The web-search tool decision: src/services/claudeService.ts:79-90 — the inline comment is the canonical record of why web_search_20250305 is the right choice for this plugin even though web_search_20260209 is newer.
The two-pass extractor: src/services/claudeService.ts:204-249 — extractWebCitations with the priority-merge logic and diagnostic logging.
Citation rendering: src/services/claudeService.ts:257-305 — addCitations emitting Lossless-spec refdefs with cited-text blockquote suffix and append-to-existing logic.
The struggle, in detail: context-v/issues/Getting-Claude-to-Respond-With-Research.md — written during this pass; the two failure modes, the diagnostic logging recipe, the proposed tool_choice: any / system-prompt fixes, and the broader catalog of parseable response data that's currently ignored.
Commands: main.ts:682-712 — registerClaudeCommands for ask-claude and claude-service-status.

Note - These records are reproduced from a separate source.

PR #797, opened 2022-07-01
bumps php version in composer.json to 7.4.

lsh-0:
removes some patches that no longer apply.

### DIFF
--- a/composer.json
+++ b/composer.json
@@ -256,7 +256,7 @@
     }
   ],
   "require": {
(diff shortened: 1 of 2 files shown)


lsh-0:
`journal-cms--ci` was out of disk space because binary log files had eaten up all the space.

fix for that here: https://github.com/elifesciences/builder-base-formula/pull/355

I've otherwise cleaned it all up. Kicking ...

Settings UI: main.ts:1107+ — Claude (Anthropic) section with the API key input; defaults to process.env.ANTHROPIC_API_KEY.
Anthropic SDK reference: @anthropic-ai/sdk v0.92.0 (the version pinned in package.json); Anthropic.Messages.MessageStreamParams, messages.stream(), stream.on('text', …), stream.finalMessage().
Lossless Citation Spec — Claude extension: the [N]: [title](url). > {cited_text} shape that addCitations emits. cite-wide can later promote numeric identifiers to hex codes via its substitution pass; the numeric form here is intentional for cross-provider homogeneity with PerplexityService.
Successor changelog: 2026-05-01_01.md — modal redesign pass that brings Ask Claude (and Ask Perplexity, Ask Perplexica) to the unified sectioned layout with the wide-modal CSS unlock.
Recent commits on development (this pass): 9d5bc80 progress(model-provider): attempt to add new model, claude. Struggling with getting returned research objects. (initial ClaudeService + ClaudeModal + main.ts wiring), b5a70c7 stuck(claude): claude not returning research citations or reference definitions, just plain text (diagnosing the missing-citations failure mode), d7551d7 stuck(model): stuck trying to get model Claude API working (refinements to claudeService + extractor fallback).